No puedo negarlo, sentía bastante miedo al jugar estos títulos. No obstante, con el tiempo
el miedo se convirtió en empatía por los sobrevivientes de la horda de zombies que
devoraron Racoon City. O Silent Hill, un pueblo que proyectaba los infiernos personales de
cada individuo que encontrabas. Todos estaban ahogados en la neblina del lugar,
desamparados, muriendo eternamente en los errores cometidos y, sobre todo, solos.
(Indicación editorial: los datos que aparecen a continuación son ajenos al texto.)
Issue #170, opened 2021-03-04
XSS Vulnerability on the Guestbook example for php-redis


gabidavila:
Someone reached out to me about this possible path of exploitation through XSS on this part of the code:

https://github.com/GoogleCloudPlatform/kubernetes-engine-samples/blob/master/guestbook/php-redis/guestbook.php#L39

`$_GET` here is not recommend, since you could override any value just by guessing a key, or setting arbitrary keys.

The recommendation I make it is maybe to do an API endpoint?

NimJay:
Hi @gabidavila.

First, thanks for bringing up this concern!

I realize that it's been a long time since you reported this issue — so I'm sorry to make you jog your memory back so far.
Here's a refresher:
* This sample app just keeps track of a list of names (a guestbook).
* It comprises of: 
  * an AngularJS webpage; 
  * a PHP `guestbook.php` HTTP endpoint; and 
  * a Redis key-value database.
* The guestbook names are stored in the Redis key-value database, under the `messages` key like so: `"Katy Perry, John Lenon, Paul McCartney"`.
* The a PHP `guestbook.php` HTTP endpoint allows for retrieval and modification of values at _any_ key — not just the `messages` key.
* The AngularJS webpage talks to the `guestbook.php` endpoint to save and retrieve names (the guestbook). 

If possible, could you please elaborate on what you mean by:
> The recommendation I make it is maybe to do an API endpoint?
Do you mean we should replace `guestbook.php` with an HTTP endpoint that only allows for retrieval and modification of values at the `messages` key?

Let me know if you have any questions (and feel free to ping me on Google Chat).
Thank you!

NimJay:
I'm closing this issue as it has been addressed by https://github.com/GoogleCloudPlatform/kubernetes-engine-samples/pull/202.
@gabidavila Feel free to ignore the above question(s). Thank you! :)

PR #202, opened 2021-08-10
Remove guestbook.php's redundant 'key' GET parameter

NimJay:
This addresses https://github.com/GoogleCloudPlatform/kubernetes-engine-samples/issues/170.

**Background**
* The Guestbook sample app consists of:
  1. Redis key-value database - stores the list of names (i.e., guestbook).
  1. `guestbook.php` HTTP endpoint - allows for retrieval and modification of values at _any_ Redis key.
  1. AngularJS webpage - makes HTTP GET requests to `guestbook.php` (to store a string like `Jill Doe, John Doe, Jane Doe` in the Redis key-value store at key `messages`).

**Change Summary**
* `guestbook.php` now only allows for retrieval and modification of values at key `guestbook` — instead of allowing any key.
* The AngularJS webpage no longer specifies (to `guestbook.php`) the Redis key (`messages`) in which the guestbook (string of names) is stored.

**Things to Consider**
* Merging this pull-request will invoke a Cloud Build Trigger that rebuilds/repushes the Docker image at `gcr.io/google_samples/gb-frontend:v5`.  Perhaps we should increment `v5` to `v6` before merging.
  * In practice, one would increment `v5` to `v6`. But I don't think we need to in this case, because this doesn't change how our users interface with the tutorial.

**Manual Testing Passed**
* I have manually tested the changes in my own GKE cluster, and it works. 
Screen Shot 2021-08-10 at 1 37 34 PM

### DIFF
--- a/guestbook/php-redis/controllers.js
+++ b/guestbook/php-redis/controllers.js
@@ -25,7 +25,7 @@ RedisController.prototype.onRedis = function() {
     this.scope_.messages.push(this.scope_.msg);
     this.scope_.msg = "";
     var value = this.scope_.messages.join();
-    this.http_.get("guestbook.php?cmd=set&key=messages&value=" + value)
+    this.http_.get("guestbook.php?cmd=set&value=" + value)
             .success(angular.bind(this, function(data) {
                 this.scope_.redisResponse = "Updated.";
             }));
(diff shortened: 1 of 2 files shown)


bourgeoisor (approved):
LGTM.
We could also remove the `cmd` param by utilizing both `GET` and something like `PUT`, but that's out of scope of this bug fix.
As for the image tag, I think it's fine to leave it as-is since, as you mentioned, these are minor changes with nothing breaking from a user perspective.

NimJay:
I have tested the new Docker image created by [the Google Build Trigger](https://pantheon.corp.google.com/cloud-build/builds/6c59e017-6a52-48b9-810b-b9208f77d360;step=0?project=google-samples) (upon merging).
It works! ✅ 
I basically just tested the relevant tutorial, [Create a guestbook with Redis and PHP](https://cloud.google.com/kubernetes-engine/docs/tutorials/guestbook).

Screen Shot 2021-08-11 at 10 16 21 AM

Gracias a mi profesora Zayda Ferres a los trece años, hasta los trece años, tuve una buena
experiencia con un libro. Drácula, el libro guía que dio paso a todos los que vinieron
después. No fue voluntaria su lectura y sin embargo, me quito el peso del miedo a leer. Es
paradójico que un clásico del terror te quite el miedo de leer. Después, leímos narraciones
extraordinarias de Edgar Allan Poe y se empezó a crear un hábito en mí. Gracias a Zayda
también conocí el teatro, cada día del idioma íbamos a ver una obra de Shakespeare
durante los cuatro años en los que el colegio apoyó sus iniciativas: Romeo y Julieta, El
Mercader de Venecia, Sueño de una Noche de Verano, Ricardo III en el teatro Jorge Eliécer
Gaitán son los recuerdos más preciados de los inicios de mi adolescencia, junta a las burlas
y los profesores vigilando el cine rotativo, los ojos de un niño viejo conociendo el centro
junto a sus compañeros del colegio.
Entre el colegio y la universidad conocí uno de los libros que me ha acompañado durante
toda la vida. Una edición golpeada, sin portada y con varias hojas carcomidas por vaya a
saber qué bicho de Cien Años de Soledad. Junto a un amigo leímos esta novela al mismo
tiempo y descubrí el placer de conversar sobre una obra literaria. También llegó mi
primera afición lectora, el Boom Latinoamericano, leí a Cortázar, Bioy Casares, Fuentes,
Borges. En este periodo también leí la Divina Comedia. Para ser sincero, sólo disfruté el
infierno y no recuerdo si terminé el cielo, lectura muy tortuosa que me recuerda la canción
del Cuarteto de Nos “¡Al cielo no!”.
Terminando la universidad conocí una docente que salvó mi carrera profesional mientras
cruzaba el último año de su vida laboral. Ella es Sofía Castañeda, temida por muchos;
adorada por pocos. Gracias a su cátedra de literatura inglesa y literatura norteamericana
superé una crisis que por poco me hace dejar la universidad. Gracias a ella conocí los
cuatro viajes de Gulliver de Jonathan Swift (siempre me ha parecido que Liliput es el más
simple de los cuatro), 1984 de Orwell y un Mundo Feliz de Huxley, Virginia Woolf y Sylvia
Plath, Trumbo y Paul Auster. Paul Auster, el mejor escritor vivo que he leído.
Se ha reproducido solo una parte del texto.